3. «O mesmo acontece na restante escada hierárquica, ao nível das directorias. Faz algum sentido que director A de partido B vá executar a política de partido C? o que o impede de boicotar a implementação das directrizes recebidas? O que o impede de favorecer o seu partido?»

Reis Santos parte do princípio (verdadeiro, mas felizmente nem sempre) de que os directores representam o partido A ou B ou C. Eu, que acho que os directores devem ser escolhidos por confiança política, defendo que ela não tem de corresponder a confiança partidária e que a confiança técnica e profissional também tem de contar. Nenhum técnico competente aceita um cargo para boicotar resultados. Ou seja, se nomeamos um director competente sabemos que ele ou recusa a nomeação ou implementa as medidas propostas. Se não, enganámos-nos na sua competência. Ou seja, na confiança política perante um técnico a competência técnica é o elemento chave de avaliação.
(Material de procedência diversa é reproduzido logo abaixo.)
PR #15715, opened 2024-02-09
feat(protocol): Add votes and snapshot plugins to BridgedERC20

adaki2004:
So we were discussing "delegation" during the airdrop. I'm fine with it but if i recall, Daniel and Keng vouched for a one transaction: claim and delegation bundled together (so from inside the airdrop claiming contract).

To achieve this we can use the `delegateBySig()` function.

Daniel's advice was make `BridgeERC20` implement `ERC20Votes` and `ERC20Snapshot` since this way all bridge contracts could have this feature and we dont need to make extra changes to the protoocl to work with Taiko tokens. (I could not put the modules into `BridgedERC20Base` because of inheritance linearization)


packages/protocol/contracts/tokenvault/BridgedERC20.sol
```diff
@@ -65,13 +73,25 @@ contract BridgedERC20 is BridgedERC20Base, IERC20MetadataUpgradeable, ERC20Upgra
...
     }
 
+    /// @notice Creates a new token snapshot.
+    function snapshot() public onlyOwner {
+        _snapshot();
+    }
+
+    /// @notice Delegate votes from the original sender (tx.origin) to `delegatee`.
+    function delegateByTxOrigin(address delegatee) public virtual {
+        _delegate(tx.origin, delegatee);
```
dantaik, line 92: I don't think it's a good idea to use tx.origin here. Maybe there is another way.

packages/protocol/contracts/tokenvault/BridgedERC20.sol
```diff
@@ -119,16 +139,49 @@ contract BridgedERC20 is BridgedERC20Base, IERC20MetadataUpgradeable, ERC20Upgra
...
     function _beforeTokenTransfer(
         address, /*from*/
         address to,
         uint256 /*amount*/
     )
         internal
-        virtual
-        override
+        view
+        override(ERC20Upgradeable, ERC20SnapshotUpgradeable)
```
dantaik, line 151: do we also need to call `super._before...`

dantaik:
Dani, I also suggest suggest this into two PRs, one to add snapshot and delegate function to the bridgedERC20 token; the other one to solve the airdrop-and-delegate issue -- if we can do it in on tx, it's great, otherwise, we can still use more than one transaction, *but BridgedERC20 should not use tx.origin just because we have the airdrop-and-delegate objective*.

dantaik:
We can use this function in `lib/openzeppelin-contracts-upgradeable/contracts/token/ERC20/extensions/ERC20VotesUpgradeable.sol`:

```solidity
  /**
     * @dev Delegates votes from signer to `delegatee`
     */
    function delegateBySig(
        address delegatee,
        uint256 nonce,
        uint256 expiry,
        uint8 v,
        bytes32 r,
        bytes32 s
    ) public virtual override {
  ...

```

Before the airdrop transaction, we collect a delegateSignature from the user, making sure its valid; then the user proceed with the airdrop claim function. Two signatures, one transaction.

Later, we asynchronously fire many `delegateBySig` transactions behind the scene. The misson will be accomlished this way.

adaki2004:
> Dani, I also suggest suggest this into two PRs, one to add snapshot and delegate function to the bridgedERC20 token; the other one to solve the airdrop-and-delegate issue -- if we can do it in on tx, it's great, otherwise, we can still use more than one transaction, _but BridgedERC20 should not use tx.origin just because we have the airdrop-and-delegate objective_.

I rather do it in one PR here - as this is the reason why we doing it. The changes are not so big, i dont think we shall fractionalize that much.

adaki2004:
> ```solidity
> delegateBySig
> ```

Great suggestion. Made it working via this way, and it will be in 1 transaction as you proposed - together with the claim - as you and Keng proposed for.

This way the user pays and transact, no need to store it.

Anyways, if we were about to do with 2 transactions, then i would do the :
1. claim airdrop
2. delegate (by the user, non signature based, since it is easier on the ui).

packages/protocol/contracts/team/airdrop/MerkleClaimable.sol
```diff
@@ -59,7 +76,15 @@ abstract contract MerkleClaimable is EssentialContract {
         }
 
         isClaimed[hash] = true;
-        _claimWithData(data);
```
Brechtpd, line 62: Seems a bit like a strange setup where the claiming has an extra internal function to extend the functionality. More logical to me would be to have an external `claimAndDelegate()` function (or something like that) that would call `claim` and also calls `delegateBySig()`.

packages/protocol/contracts/tokenvault/BridgedERC20.sol
```diff
@@ -17,14 +17,22 @@ pragma solidity 0.8.24;
...
 
 /// @title BridgedERC20
 /// @notice An upgradeable ERC20 contract that represents tokens bridged from
 /// another chain.
-contract BridgedERC20 is BridgedERC20Base, IERC20MetadataUpgradeable, ERC20Upgradeable {
+contract BridgedERC20 is
+    BridgedERC20Base,
+    IERC20MetadataUpgradeable,
+    ERC20SnapshotUpgradeable,
+    ERC20VotesUpgradeable
```
Brechtpd, line 34: The downside of having to do one size fits all, now all bridged tokens need to support the onchain voting functionality because we want it for TKO (will be nicer in the next protocol version!). :)

packages/protocol/contracts/tokenvault/BridgedERC20.sol
```diff
@@ -65,13 +73,21 @@ contract BridgedERC20 is BridgedERC20Base, IERC20MetadataUpgradeable, ERC20Upgra
...
+        __ERC20Permit_init(_name);
 
         // Set contract properties
         srcToken = _srcToken;
         srcChainId = _srcChainId;
         srcDecimals = _decimals;
     }
 
+    /// @notice Creates a new token snapshot.
+    function snapshot() public onlyOwner {
```
Brechtpd, line 87: By default the owner of this smart contract is also the owner of the vault. So will we have a system to give token projects ownership of the bridged contract or snapshots will simply only be used for TKO?

Brechtpd (commented):
I think delegating with a signature is a good approach. Claiming for other addresses should still be allowed I feel so that users don't have to interact with each address that has an airdrop separately, but this would be off the default path so something they could just use etherscan for or something. The UI requiring the same address claiming the tokens to also sign and delegate seems like a good default flow.

> Anyways, if we were about to do with 2 transactions, then i would do the :

Seems easy (and I think even necessary for general case) to support both cases.

packages/protocol/contracts/team/airdrop/MerkleClaimable.sol
dantaik: I think from the op's perspective, we want to make sure if some one is in the airdrop list, the address must claim by itself, no way can claim for it, so we filter out dead addresses. And we also want to make sure whenever you claim, you must delegate to someone.

dantaik: However, the extra function shall go to ERC20Aridrop contracts, not in this parent contract.

packages/protocol/contracts/tokenvault/BridgedERC20.sol
dantaik: We cannot transfer the ownership to some else, so we need another role for snapshot function.

packages/protocol/test/team/airdrop/SigUtil.sol
```diff
@@ -0,0 +1,55 @@
+// SPDX-License-Identifier: MIT
+pragma solidity 0.8.24;
+
+// Creating the hashTypedDataV4 hash type signing
```
dantaik, line 4: The OZ library doesn't offer something?

packages/protocol/test/team/airdrop/SigUtil.sol
```diff
@@ -0,0 +1,55 @@
...
+        public
+        view
+        returns (bytes32)
+    {
+        return
+            keccak256(
+                abi.encodePacked(
+                    "\x19\x01",
+                    DOMAIN_SEPARATOR,
+                    getStructHash(_permit)
```
dantaik, line 51: shall we simply do the following without defining a struct?

```
abi.encodePacked(
                    "\x19\x01",
                    DOMAIN_SEPARATOR,
                    keccak256(
                abi.encode(
                    _DELEGATION_TYPEHASH,
                    _delegate.delegatee,
                    _delegate.nonce,
                    _delegate.expiry
                )
            );
     ```

Comment (adaki2004) [reply packages/protocol/test/team/airdrop/SigUtil.sol:51]: It is exactly the same. It is just a helper sig util. The true "thing" is to re-create on tha UI..! We need to test it back and forth.

File: packages/protocol/test/team/airdrop/SigUtil.sol (hunk 6 above)
Comment (dantaik) [inline packages/protocol/test/team/airdrop/SigUtil.sol:4]: OZ has library code to support EIP 712,

File: packages/protocol/contracts/tokenvault/BridgedERC20.sol (hunk 4 above)
Comment (adaki2004) [reply packages/protocol/contracts/tokenvault/BridgedERC20.sol:34]: Yes, my proposal was a special check in Bridge -> if TKO then mint into a modified contract.
Now every bridge contract can basically basically used in a DAO, which i'd say does not hurt, right ? Maybe it is a feature.. ? 
Deployment size does not matter bc. we anyway pre-deploy the implementation. If snapsot and voting is not used frequently also the transfer is not 'heavy' (same cost) so i dont see it a bug but rather maybe a cool feature(?).
What do you see the downsizes or side effects of it ?
Taiko can even be a chain which boost your token and make "DAO-able" :D

File: packages/protocol/test/team/airdrop/SigUtil.sol (hunk 6 above)
Comment (dantaik) [reply packages/protocol/test/team/airdrop/SigUtil.sol:4]: See:
```
import "@openzeppelin/contracts/utils/cryptography/draft-EIP712.sol";

contract MessageSigner is EIP712 {
    string private constant SIGNING_DOMAIN = "MessageSignerDomain";
    string private constant SIGNATURE_VERSION = "1";

    struct Message {
        address from;
        string message;
    }

    bytes32 private constant MESSAGE_TYPEHASH = keccak256(
        "Message(address from,string message)"
    );

    function getMessageHash(Message memory message) public view returns (bytes32) {
        return _hashTypedDataV4(keccak256(abi.encode(
            MESSAGE_TYPEHASH,
            message.from,
            keccak256(bytes(message.message)) // Correctly hash the string message
        )));
    }
}
```

Comment (dantaik) [reply packages/protocol/test/team/airdrop/SigUtil.sol:4]: I also prefer to move the code to ERC20Airrop.sol or its parent contract.

File: packages/protocol/contracts/team/airdrop/ERC20Airdrop.sol [hunk 8]
```diff
@@ -41,8 +41,19 @@ contract ERC20Airdrop is MerkleClaimable {
...
-    function _claimWithData(bytes calldata data) internal override {
+    function _claimWithData(
+        bytes calldata data,
+        address delegatee,
+        uint256 nonce,
+        uint256 expiry,
+        uint8 v,
+        bytes32 r,
+        bytes32 s
+    ) internal override {
```
dantaik, line 52: If both ERC20Airdrop and ERC20Airdrop2 allow claiming, we shall create a parent contract and move shared code there.

packages/protocol/contracts/team/airdrop/ERC721Airdrop.sol
```diff
@@ -40,7 +40,15 @@ contract ERC721Airdrop is MerkleClaimable {
         vault = _vault;
     }
 
-    function _claimWithData(bytes calldata data) internal override {
+    function _claimWithData(
```
dantaik, line 43: ERC721Airdrop shall not be changed at all -- delegation shall not be something MerkleClaimable shall care.

dantaik (changes requested):

dantaik:
@adaki2004 I still think we should split snapshot from airdrop and have 2 PRs.

packages/protocol/contracts/team/airdrop/ERC721Airdrop.sol
adaki2004: Then how do you achieve the desired one transaction per airdrop ? I already told you and Keng i prefer the 2 time transactions, because of errors too for example (UI does not consturcts sig things properly, etc.)

adaki2004:
> @adaki2004 I still think we should split snapshot from airdrop and have 2 PRs.

Please proceed as you wish, i'll be OOF most of today and tomorrow- or wait till monday. Also would be good if the requirements would be more clear not changing from day to day.
First it was asked to bundle into one transaction, now it is possible (with built in sigantures), and you say now: `ERC721Airdrop shall not be changed at all`. If requirements are not perfectly known (and changing) it creates wasted efforts like this and double work.

dantaik:
@adaki2004 please review: https://github.com/taikoxyz/taiko-mono/pull/15727, if this PR is merged, I think you can revert all files except BridgedERC20.sol

packages/protocol/contracts/tokenvault/BridgedERC20.sol
dantaik: Please see https://github.com/taikoxyz/taiko-mono/pull/15726

dantaik (changes requested):

adaki2004:
> Before the airdrop transaction, we collect a delegateSignature from the user, making sure its valid; then the user proceed with the airdrop claim function. Two signatures, one transaction.
> 
> Later, we asynchronously fire many `delegateBySig` transactions behind the scene. The misson will be accomlished this way.
> 
> We can also ask the user to transact his `delegateBySig` transaction after receiving the airdrop.

What if we collect and the signature will not be valid afterwards ?
Either expires, tho we can ask for a long time OR they delegate before we fire away and the signature nonce is not valid anymore ?

I guess it is not a huge issue as it means the user delegated on his own.

adaki2004:
Closing as we implemented it in 2 separate PRs. (Was easier to open up a new one with BridgedERC20 than revert some changes here.)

O problema é que os eleitos ou não estão dispostos a quebrar o circulo vicioso da nomeação partidária (e não política) de incompetentes ou, sendo eles próprios politicamente incompetentes, fazem-se substituir nas suas competências políticas por técnicos não eleitos. E isso não há lei eleitoral que resolva. Só mesmo uma mudança de cultura política: que os eleitores elejam políticos com competência política e que os políticos nomeiem técnicos com competência técnica. E sobre isto não se legisla.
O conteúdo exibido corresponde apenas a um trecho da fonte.